SOURCE MATERIAL:
PR #6377, opened 2021-12-31
Extend the EditTextWidget and fields to allow Date-Pickers and other tags

FlashSystems:
This Pull request is the result of the discussion #6301.

It extends TiddlyWiki in multiple ways:

1. It allows transformation of the data stored in a field when it is used as the value of a HTML-tag. That way HTML5 date and time pickers can be used.
2. It adds the `parseDate` filter to allow processing of dates in ISO-8601 format.
3. It allows the same transformation mechanism to be used for input validation.
4. It allows the rendering of fields to be extended. Custom input tags can be used for tiddler fields.

Currently the documentation is missing. I'll add the documentation as soon as the technical discussion is resolved.

### DIFF
--- a/core/modules/editor/engines/simple.js
+++ b/core/modules/editor/engines/simple.js
@@ -82,6 +82,19 @@ SimpleEngine.prototype.setText = function(text,type) {
 };
 
 /*
+Set the validation status of the input field
+If the parameter is true, the field is valid. If it's false it is not valid
+and should be shown as such to the user.
+*/
+SimpleEngine.prototype.updateValidationStatus = function(isValid) {
+	if(isValid) {
+		$tw.utils.removeClass(this.domNode,this.widget.editErrorClass);
+	} else {
+		$tw.utils.addClass(this.domNode,this.widget.editErrorClass);
+	}
+}
+
+/*
 Update the DomNode with the new text
 */
 SimpleEngine.prototype.updateDomNodeText = function(text) {
--- a/core/modules/editor/factory.js
+++ b/core/modules/editor/factory.js
@@ -221,7 +221,7 @@ function editTextWidgetFactory(toolbarEngine,nonToolbarEngine) {
 		if(changedAttributes.tiddler || changedAttributes.field || changedAttributes.index || changedAttributes["default"] || changedAttributes["class"] || changedAttributes.placeholder || changedAttributes.size || changedAttributes.autoHeight || changedAttributes.minHeight || changedAttributes.focusPopup ||  changedAttributes.rows || changedAttributes.tabindex || changedAttributes.cancelPopups || changedAttributes.inputActions || changedAttributes.refreshTitle || changedAttributes.autocomplete || changedTiddlers[HEIGHT_MODE_TITLE] || changedTiddlers[ENABLE_TOOLBAR_TITLE] || changedAttributes.disabled || changedAttributes.fileDrop) {
 			this.refreshSelf();
 			return true;
-		} else if (changedTiddlers[this.editRefreshTitle]) {
+		} else if(changedTiddlers[this.editRefreshTitle]) {
 			this.engine.updateDomNodeText(this.getEditInfo().value);
 		} else if(changedTiddlers[this.editTitle]) {
 			var editInfo = this.getEditInfo();
@@ -306,7 +306,7 @@ function editTextWidgetFactory(toolbarEngine,nonToolbarEngine) {
 		var propertiesToCopy = propertiesToCopy || [],
 			newEvent = this.document.createEventObject ? this.document.createEventObject() : this.document.createEvent("Events");
 		if(newEvent.initEvent) {
-			newEvent.initEvent(event.type, true, true);
+			newEvent.initEvent(event.type,true,true);
 		}
 		$tw.utils.each(propertiesToCopy,function(prop){
 			newEvent[prop] = event[prop];
--- a/core/modules/editor/factory.js
+++ b/core/modules/editor/factory.js
@@ -134,12 +134,24 @@ function editTextWidgetFactory(toolbarEngine,nonToolbarEngine) {
 					updateFields = {
 						title: self.editTitle
 					};
-				updateFields[self.editField] = value;
-				self.wiki.addTiddler(new $tw.Tiddler(self.wiki.getCreationFields(),tiddler,updateFields,self.wiki.getModificationFields()));
+				if(self.editFromInputValueFilter) {
+					value = self.wiki.filterTiddlers(self.editFromInputValueFilter,self,self.wiki.makeTiddlerIterator([value]))[0];
+				}
+				if(value !== undefined) {
+					updateFields[self.editField] = value;
+					self.wiki.addTiddler(new $tw.Tiddler(self.wiki.getCreationFields(),tiddler,updateFields,self.wiki.getModificationFields()));
+					self.setValidationStatus(true);
+				} else {
+					self.setValidationStatus(false);
+				}
 			};
 		}
 		if(this.editType) {
 			type = this.editType;
+		}
+		if(this.editToInputValueFilter) {
+			var source = this.wiki.makeTiddlerIterator([value]);
+			value = this.wiki.filterTiddlers(this.editToInputValueFilter,self,source)[0];
 		}
 		return {value: value || "", type: type, update: update};
 	};
@@ -172,6 +184,7 @@ function editTextWidgetFactory(toolbarEngine,nonToolbarEngine) {
 		this.editIndex = this.getAttribute("index");
 		this.editDefault = this.getAttribute("default");
 		this.editClass = this.getAttribute("class");
+		this.editErrorClass = this.getAttribute("errorClass","tw-input-error");
 		this.editPlaceholder = this.getAttribute("placeholder");
 		this.editSize = this.getAttribute("size");
 		this.editRows = this.getAttribute("rows");
@@ -185,6 +198,8 @@ function editTextWidgetFactory(toolbarEngine,nonToolbarEngine) {
 		this.editInputActions = this.getAttribute("inputActions");
 		this.editRefreshTitle = this.getAttribute("refreshTitle");
 		this.editAutoComplete = this.getAttribute("autocomplete");
+		this.editToInputValueFilter = this.getAttribute("toInputValue");
+		this.editFromInputValueFilter = this.getAttribute("fromInputValue");
 		this.isDisabled = this.getAttribute("disabled","no");
 		this.isFileDropEnabled = this.getAttribute("fileDrop","no") === "yes";
 		// Get the default editor element tag and type
@@ -205,6 +220,8 @@ function editTextWidgetFactory(toolbarEngine,nonToolbarEngine) {
 		// Get the rest of our parameters
 		this.editTag = this.getAttribute("tag",tag) || "input";
 		this.editType = this.getAttribute("type",type);
+		// Initialize global variables
+		this.isCurrentlyValid = true;
 		// Make the child widgets
 		this.makeChildWidgets();
 		// Determine whether to show the toolbar
@@ -213,19 +230,37 @@ function editTextWidgetFactory(toolbarEngine,nonToolbarEngine) {
 	};
 
 	/*
+	Called by different codepaths to set the validation status.
+	Only forwards the validation status to the engine (as an update) if it has changed. this minimizes update calls.
+	It is checked, that the engine supports `updateValidationStatus`. If it is not implemented, the call is essentially a NoOp.
+	*/
+	EditTextWidget.prototype.setValidationStatus = function(isValid) {
+		if(isValid !== this.isCurrentlyValid) {
+			this.isCurrentlyValid = isValid;
+			if(typeof this.engine.updateValidationStatus === "function") {
+				this.engine.updateValidationStatus(isValid)
+			}
+		}
+	}
+
+	/*
 	Selectively refreshes the widget if needed. Returns true if the widget or any of its children needed re-rendering
 	*/
 	EditTextWidget.prototype.refresh = function(changedTiddlers) {
 		var changedAttributes = this.computeAttributes();
 		// Completely rerender if any of our attributes have changed
-		if(changedAttributes.tiddler || changedAttributes.field || changedAttributes.index || changedAttributes["default"] || changedAttributes["class"] || changedAttributes.placeholder || changedAttributes.size || changedAttributes.autoHeight || changedAttributes.minHeight || changedAttributes.focusPopup ||  changedAttributes.rows || changedAttributes.tabindex || changedAttributes.cancelPopups || changedAttributes.inputActions || changedAttributes.refreshTitle || changedAttributes.autocomplete || changedTiddlers[HEIGHT_MODE_TITLE] || changedTiddlers[ENABLE_TOOLBAR_TITLE] || changedAttributes.disabled || changedAttributes.fileDrop) {
+		if(changedAttributes.tiddler || changedAttributes.field || changedAttributes.index || changedAttributes["default"] || changedAttributes["class"] || changedAttributes.placeholder || changedAttributes.size || changedAttributes.autoHeight || changedAttributes.minHeight || changedAttributes.focusPopup ||  changedAttributes.rows || changedAttributes.tabindex || changedAttributes.cancelPopups || changedAttributes.inputActions || changedAttributes.refreshTitle || changedAttributes.autocomplete || changedTiddlers[HEIGHT_MODE_TITLE] || changedTiddlers[ENABLE_TOOLBAR_TITLE] || changedAttributes.disabled || changedAttributes.fileDrop || changedAttributes.toInputValue || changedAttributes.fromInputValue || changedAttributes.errorClass) {
 			this.refreshSelf();
 			return true;
 		} else if(changedTiddlers[this.editRefreshTitle]) {
 			this.engine.updateDomNodeText(this.getEditInfo().value);
+			// If an external value is set, it's always considered valid because it is already
+			// contained within the field.
+			this.setValidationStatus(true);
 		} else if(changedTiddlers[this.editTitle]) {
 			var editInfo = this.getEditInfo();
 			this.updateEditor(editInfo.value,editInfo.type);
+			this.setValidationStatus(true);
 		}
 		this.engine.fixHeight();
 		if(this.editShowToolbar) {
@@ -257,6 +292,11 @@ function editTextWidgetFactory(toolbarEngine,nonToolbarEngine) {
 		var editInfo = this.getEditInfo();
 		if(text !== editInfo.value) {
 			editInfo.update(text);
+		} else {
+			// If the text matches the saved value exactly we've to remove
+			// the error-flag. There will be no call to update, but the input
+			// is valid, because ist was valid before.
+			this.setValidationStatus(true);
 		}
 	};
 
--- a/core/modules/editor/engines/framed.js
+++ b/core/modules/editor/engines/framed.js
@@ -95,8 +95,8 @@ function FramedEngine(options) {
 			{name: "dragover",handlerObject: this.widget,handlerMethod: "handleDragOverEvent"},
 			{name: "dragleave",handlerObject: this.widget,handlerMethod: "handleDragLeaveEvent"},
 			{name: "dragend",handlerObject: this.widget,handlerMethod: "handleDragEndEvent"},
-			{name: "drop", handlerObject: this.widget,handlerMethod: "handleDropEvent"},
-			{name: "paste", handlerObject: this.widget,handlerMethod: "handlePasteEvent"},
+			{name: "drop",handlerObject: this.widget,handlerMethod: "handleDropEvent"},
+			{name: "paste",handlerObject: this.widget,handlerMethod: "handlePasteEvent"},
 			{name: "click",handlerObject: this.widget,handlerMethod: "handleClickEvent"}
 		]);
 	}
--- a/core/modules/editor/engines/framed.js
+++ b/core/modules/editor/engines/framed.js
@@ -132,6 +132,19 @@ FramedEngine.prototype.setText = function(text,type) {
 };
 
 /*
+Set the validation status of the input field
+If the parameter is true, the field is valid. If it's false it is not valid
+and should be shown as such to the user.
+*/
+FramedEngine.prototype.updateValidationStatus = function(isValid) {
+	if(isValid) {
+		$tw.utils.removeClass(this.domNode,this.widget.editErrorClass);
+	} else {
+		$tw.utils.addClass(this.domNode,this.widget.editErrorClass);
+	}
+}
+
+/*
 Update the DomNode with the new text
 */
 FramedEngine.prototype.updateDomNodeText = function(text) {
--- a/editions/tw5.com/tiddlers/images/Value transformations.svg
+++ b/editions/tw5.com/tiddlers/images/Value transformations.svg
@@ -1,0 +1,111 @@
+<?xml version="1.0" encoding="UTF-8" standalone="no"?>
+<!-- Created with Inkscape (http://www.inkscape.org/) -->
+
+<svg
+   width="64.157005mm"
+   height="29.740005mm"
+   viewBox="0 0 64.157005 29.740005"
+   version="1.1"
+   id="svg5"
+   xmlns="http://www.w3.org/2000/svg"
+   xmlns:svg="http://www.w3.org/2000/svg">
+  <defs
+     id="defs2">
+    <marker
+       style="overflow:visible"
+       id="Arrow1Send"
+       refX="0"
+       refY="0"
+       orient="auto">
+      <path
+         transform="matrix(-0.2,0,0,-0.2,-1.2,0)"
+         style="fill:context-stroke;fill-rule:evenodd;stroke:context-stroke;stroke-width:1pt"
+         d="M 0,0 5,-5 -12.5,0 5,5 Z"
+         id="path9562" />
+    </marker>
+    <marker
+       style="overflow:visible"
+       id="Arrow1Send-3"
+       refX="0"
+       refY="0"
+       orient="auto">
+      <path
+         transform="matrix(-0.2,0,0,-0.2,-1.2,0)"
+         style="fill:context-stroke;fill-rule:evenodd;stroke:context-stroke;stroke-width:1pt"
+         d="M 0,0 5,-5 -12.5,0 5,5 Z"
+         id="path9562-6" />
+    </marker>
+  </defs>
+  <g
+     id="layer1"
+     transform="translate(-16.643257,-18.311505)">
+    <text
+       xml:space="preserve"
+       style="font-size:4.23333px;line-height:1.25;font-family:sans-serif;stroke-width:0.264583"
+       x="37.550411"
+       y="21.527843"
+       id="text5090"><tspan
+         id="tspan5088"
+         style="font-size:4.23333px;stroke-width:0.264583"
+         x="37.550411"
+         y="21.527843">TW5 field</tspan></text>
+    <path
+       style="fill:none;fill-opacity:1;stroke:#000000;stroke-width:1;stroke-linecap:butt;stroke-linejoin:miter;stroke-miterlimit:4;stroke-dasharray:none;stroke-opacity:1;marker-end:url(#Arrow1Send)"
+       d="M 40.760143,24.493964 V 35.384493"
+       id="path9429" />
+    <path
+       style="fill:none;fill-opacity:1;stroke:#000000;stroke-width:1;stroke-linecap:butt;stroke-linejoin:miter;stroke-miterlimit:4;stroke-dasharray:none;stroke-opacity:1;marker-end:url(#Arrow1Send-3)"
+       d="M 52.42257,37.169834 V 26.279305"
+       id="path9429-7" />
+    <text
+       xml:space="preserve"
+       style="font-size:3.52777px;line-height:1.25;font-family:sans-serif;stroke-width:0.264583"
+       x="16.548517"
+       y="31.805136"
+       id="text10857"><tspan
+         id="tspan10855"
+         style="stroke-width:0.264583"
+         x="16.548517"
+         y="31.805136">toInputValue</tspan></text>
+    <text
+       xml:space="preserve"
+       style="font-size:3.52777px;line-height:1.25;font-family:sans-serif;stroke-width:0.264583"
+       x="53.956135"
+       y="31.805136"
+       id="text11301"><tspan
+         id="tspan11299"
+         style="stroke-width:0.264583"
+         x="53.956135"
+         y="31.805136">fromInputValue</tspan></text>
+    <g
+       id="g15663">
+      <rect
+         style="fill:#ffffff;fill-opacity:1;stroke:none;stroke-width:0.612694;stroke-linecap:round;stroke-miterlimit:4;stroke-dasharray:none;stroke-opacity:1"
+         id="rect6690"
+         width="35.519291"
+         height="7.5835614"
+         x="29.564837"
+         y="40.161602" />
+      <path
+         d="m 65.084131,40.161603 v 7.583561 H 29.564837"
+         style="fill:none;stroke:#787878;stroke-width:0.612694;stroke-linecap:round;stroke-miterlimit:4;stroke-dasharray:none;stroke-opacity:1"
+         id="path2552" />
+      <path
+         id="rect846"
+         style="fill:none;stroke:#282828;stroke-width:0.612694;stroke-linecap:round;stroke-miterlimit:4;stroke-dasharray:none;stroke-opacity:1"
+         d="M 29.564837,47.745164 V 40.161603 H 65.08413" />
+      <text
+         xml:space="preserve"
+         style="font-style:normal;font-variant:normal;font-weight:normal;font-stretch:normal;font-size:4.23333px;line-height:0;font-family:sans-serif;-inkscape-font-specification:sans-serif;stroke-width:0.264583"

PROMPT: In the listing above, find the line holding "It extends TiddlyWiki" and the line holding "3. It allows", then output those two lines and every line between them exactly.

REPLY TO THE EXERCISE:
It extends TiddlyWiki in multiple ways:

1. It allows transformation of the data stored in a field when it is used as the value of a HTML-tag. That way HTML5 date and time pickers can be used.
2. It adds the `parseDate` filter to allow processing of dates in ISO-8601 format.
3. It allows the same transformation mechanism to be used for input validation.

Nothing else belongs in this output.